* **Task statement**
The answer must be every line from the entries below that includes "method".

(Data records)
• • • •

Issue #71, opened 2019-09-03
Investigate how to prevent the Tornado app of showing exception traceback info to users


kinow:
Before going to production, we need to make sure users have a way to configure Cylc UI Server so that traceback are not displayed in the browser to users, as it may leak sensitive information.

- https://www.owasp.org/index.php/Exception_Handling#Displaying_Errors
- https://www.owasp.org/index.php/Error_Handling#Generic_error_messages

At the moment the user gets the following if the HTML assets are not found:

![image](https://user-images.githubusercontent.com/304786/64216038-4f16e080-cf0b-11e9-8972-2f9706752587.png)

PR #70, opened 2019-09-01
n-distance edges & nodes, BaseResolvers import

dwsutherland:
This is the accompanying PR to https://github.com/cylc/cylc-flow/pull/3337

**Changes:**
- **Reformed data-store:** This was done to have a uniform access for the resolvers at both WS an UIS.
- **`BaseResolvers` imported:** Contains all resolvers for use by both WS an UIS, with local `Resolvers` class inheriting this.

`BaseResolvers` contains the `nodesEdges` resolver... That and other inherited improvements are detailed in the [parent](https://github.com/cylc/cylc-flow/pull/3337) cylc-flow PR.

PR #73, opened 2019-09-09
Add logging

### LINKED ISSUE #67: Configure logging for the Cylc UI Server app
I added some logging in `main.py` some time ago, while working on the initial prototype. But there was nothing important in those logging messages.

While looking at #65 , I wondered where exceptions were logged. Looks like the GraphQL client code is not logging exceptions (neither is the rest of the application to be honest).

We need to look at how JupyterHub and its spawned applications handle logging, and use it properly in Cylc UI Server. A quick look at the JupyterHub code, looks like they [use](https://github.com/jupyterhub/jupyterhub/blob/915664ede2081838ae18f19806d7b8ecc422eae6/jupyterhub/log.py#L10) some code from [Tornado logging](https://www.tornadoweb.org/en/stable/log.html).

But I am not sure if that's the only way they are handling logging.

Cheers
Bruno

kinow:
Closes #67 

Uses the Python `logging` module. The configuration is kept in an INI file, natively supported. By default there is a `logging_config.ini` with the logging configuration, instead of initializing in the Python code.

This way, in `argparse` we use a `FileType` parameter that defaults to the module's own `logging_config.ini`, but the user should be able to customize the logging via `--logging-config /opt/test/logging.ini` or any other location. The parameter is defined in:

```py
    parser.add_argument('--logging-config', type=argparse.FileType('r'),
                        help='path to logging configuration file',
                        action="store", dest="logging_config",
                        default=join(here, 'logging_config.ini'))
```

We have a default handler outputting to the console, with the common formatter. And loggers for:

- `tornado.access` set to `WARN` level
- `tornado.application` set to `WARN` level
- `cylc.flow` set to `DEBUG` level
- `cylc.uiserver` set to `DEBUG` level

Python code uses the `logging` module by creating loggers with `__name__`, so we can control the logging down to the level of a single file. For example, here's the output after this PR (before it was blank):

```bash
$ cylc-uiserver -s /home/kinow/Development/python/workspace/cylc-ui/dist/ -p 9999
2019-09-09 14:07:03,134 cylc.uiserver.main INFO     JupyterHub Service Prefix: /
2019-09-09 14:07:03,134 cylc.uiserver.main INFO     Listening on 9999 and serving static content from /home/kinow/Development/python/workspace/cylc-ui/dist/
2019-09-09 14:07:03,134 cylc.uiserver.main INFO     Starting Cylc UI
2019-09-09 14:07:03,134 cylc.uiserver.main INFO     /home/kinow/Development/python/workspace/cylc-ui/dist/
^C2019-09-09 14:07:06,887 cylc.uiserver.main INFO     exiting...
2019-09-09 14:07:06,939 cylc.uiserver.main INFO     exit success
```

We could make any log entry from `main.py` to be ignored, unless it is a `WARN` (or higher like `ERROR` etc)

```ini
diff --git a/cylc/uiserver/logging_config.ini b/cylc/uiserver/logging_config.ini
index 8704a32..0c000fb 100644
--- a/cylc/uiserver/logging_config.ini
+++ b/cylc/uiserver/logging_config.ini
@@ -5,7 +5,7 @@ keys=basic
 keys=console
 
 [loggers]
-keys=root, tornado_access, tornado_application, cylc_flow, cylc_uiserver
+keys=root, tornado_access, tornado_application, cylc_flow, cylc_uiserver, cylc_uiserver_main
 
 # Formatters
 [formatter_basic]
@@ -45,3 +45,9 @@ level=DEBUG
 handlers=console
 propagate=0
 qualname=cylc.uiserver
+
+[logger_cylc_uiserver_main]
+level=WARN
+handlers=console
+propagate=0
+qualname=cylc.uiserver.main
```

The Python `logging` module respects the hierarchy, so in `main.py`, creating a `logger` with `__name__`, means that it will use the qualified name `cylc.uiserver.main`, which will match the newly created logger from the example above.

Cheers
Bruno


kinow:
And an example of what happens when we have the default configuration, and something goes wrong in the Tornado application (e.g. invalid request, without the OAuth information):

```bash
$ cylc-uiserver -s /home/kinow/Development/python/workspace/cylc-ui/dist/ -p 9999
2019-09-09 14:25:53,136 cylc.uiserver.main INFO     JupyterHub Service Prefix: /
2019-09-09 14:25:53,137 cylc.uiserver.main INFO     Listening on 9999 and serving static content from /home/kinow/Development/python/workspace/cylc-ui/dist/
2019-09-09 14:25:53,137 cylc.uiserver.main INFO     Starting Cylc UI
2019-09-09 14:25:53,137 cylc.uiserver.main INFO     /home/kinow/Development/python/workspace/cylc-ui/dist/
2019-09-09 14:25:58,799 tornado.application ERROR    Uncaught exception GET / (127.0.0.1)
HTTPServerRequest(protocol='http', host='localhost:9999', method='GET', uri='/', version='HTTP/1.1', remote_ip='127.0.0.1')
  File "/home/kinow/Development/python/workspace/cylc-uiserver/venv/lib/python3.7/site-packages/traitlets/traitlets.py", line 528, in get
    value = obj._trait_values[self.name]
KeyError: 'oauth_client_id'

  File "/home/kinow/Development/python/workspace/cylc-uiserver/venv/lib/python3.7/site-packages/tornado/web.py", line 1697, in _execute
    result = method(*self.path_args, **self.path_kwargs)
  File "/home/kinow/Development/python/workspace/cylc-uiserver/venv/lib/python3.7/site-packages/tornado/web.py", line 1908, in wrapper
    return method(self, *args, **kwargs)
  File "/home/kinow/Development/python/workspace/cylc-uiserver/venv/lib/python3.7/site-packages/tornado/web.py", line 3160, in wrapper
    if not self.current_user:
  File "/home/kinow/Development/python/workspace/cylc-uiserver/venv/lib/python3.7/site-packages/tornado/web.py", line 1337, in current_user
    self._current_user = self.get_current_user()
  File "/home/kinow/Development/python/workspace/cylc-uiserver/venv/lib/python3.7/site-packages/jupyterhub/services/auth.py", line 894, in get_current_user
    user_model = self.hub_auth.get_user(self)
  File "/home/kinow/Development/python/workspace/cylc-uiserver/venv/lib/python3.7/site-packages/jupyterhub/services/auth.py", line 496, in get_user
    user_model = self._get_user_cookie(handler)
  File "/home/kinow/Development/python/workspace/cylc-uiserver/venv/lib/python3.7/site-packages/jupyterhub/services/auth.py", line 542, in _get_user_cookie
    token = handler.get_secure_cookie(self.cookie_name)
  File "/home/kinow/Development/python/workspace/cylc-uiserver/venv/lib/python3.7/site-packages/jupyterhub/services/auth.py", line 531, in cookie_name
    return self.oauth_client_id
  File "/home/kinow/Development/python/workspace/cylc-uiserver/venv/lib/python3.7/site-packages/traitlets/traitlets.py", line 556, in __get__
    return self.get(obj, cls)
  File "/home/kinow/Development/python/workspace/cylc-uiserver/venv/lib/python3.7/site-packages/traitlets/traitlets.py", line 535, in get
    value = self._validate(obj, dynamic_default())
  File "/home/kinow/Development/python/workspace/cylc-uiserver/venv/lib/python3.7/site-packages/traitlets/traitlets.py", line 593, in _validate
    value = self._cross_validate(obj, value)
  File "/home/kinow/Development/python/workspace/cylc-uiserver/venv/lib/python3.7/site-packages/traitlets/traitlets.py", line 599, in _cross_validate
    value = obj._trait_validators[self.name](obj, proposal)
  File "/home/kinow/Development/python/workspace/cylc-uiserver/venv/lib/python3.7/site-packages/traitlets/traitlets.py", line 907, in __call__
    return self.func(*args, **kwargs)
  File "/home/kinow/Development/python/workspace/cylc-uiserver/venv/lib/python3.7/site-packages/jupyterhub/services/auth.py", line 568, in _ensure_not_empty
    raise ValueError("%s cannot be empty." % proposal.trait.name)
ValueError: oauth_client_id cannot be empty.
2019-09-09 14:25:58,804 tornado.access ERROR    500 GET / (127.0.0.1) 7.86ms
2019-09-09 14:25:58,922 tornado.access WARNING  404 GET /favicon.ico (127.0.0.1) 1.11ms
```

At the moment the stack trace is printed only in the browser (which I learned how to fix while working on this issue, so will send another PR for #71). After this PR, the exception is logged to the console, because we have a logger in the default file for `tornado.application`, and because it is higher or equal than `WARN`.

cylc/uiserver/main.py
```diff
@@ -22,6 +22,8 @@
 import signal
 
 from cylc.flow.network.schema import schema
+from logging.config import fileConfig
```
matthewrmshin: Just noting the from:

https://docs.python.org/3/library/logging.config.html#configuration-file-format

> The fileConfig() API is older than the dictConfig() API and does not provide functionality to cover certain aspects of logging.

Is it worth using `dictConfig` for a better future?

cylc/uiserver/workflows_mgr.py
```diff
@@ -62,7 +65,7 @@
         except socket.error as exc:
             if flags.debug:
                 raise
-            sys.stderr.write("ERROR: %s: %s\n" % (exc, host))
+            logger.error("ERROR: %s: %s\n" % (exc, host))
```
matthewrmshin:
```suggestion
            logger.error("%s: %s", exc, host)
```

(Remove `ERROR: ` and don't format the string upfront for lazy logging.)

cylc/uiserver/main.py
kinow: My initial implementation was with `dictConfig`. I stopped when I realized that it wouldn't be easy to allow users to extend with their own logging configuration.

I would probably have to do something like

```
if user_provided_config:
    fileConfig(...)
else:
    dictConfig(...)
```

But reading the rest of the docs, looks like `dictConfig` is the way to go. Though, looks like we are actually free to load the `dict` from any resource, even [YAML](https://stackoverflow.com/a/49013493).

I will come up with a different approach with `dictConfig`, but without YAML (as this would imply adding a new dependency to the project). Quite sure we can load a dict from an INI file? Or maybe JSON as that's part of Python stdlib I think.

kinow: Changed to load from a JSON file. We could hardcode the dictionary as Python code instead (i.e. a Python dictionary). But I thought perhaps this way we can link the file from the docs, saying something like "for logging in Cylc UI Server, you can change its default configuration with a JSON file. See the project default JSON for an example, and the Python logging page for more..."?

matthewrmshin:
Note discussion at cylc/cylc-flow#2505.

matthewrmshin:
Just noticed that the `jupyterhub` command also has a `--log-level=<Enum>` option. I wonder if we can make use of that when we have the hub spawning the UIS.

dwsutherland:
@kinow - Conflicts with newly merged #70  I think...

kinow:
Thanks @dwsutherland , conflicts solved.

kinow:
Brilliant! We can change the error log to debug or something if that's better, but much quicker to work on this in another issue, you are right. Thanks!!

• • • •

* **Task solution**
HTTPServerRequest(protocol='http', host='localhost:9999', method='GET', uri='/', version='HTTP/1.1', remote_ip='127.0.0.1')
    result = method(*self.path_args, **self.path_kwargs)
    return method(self, *args, **kwargs)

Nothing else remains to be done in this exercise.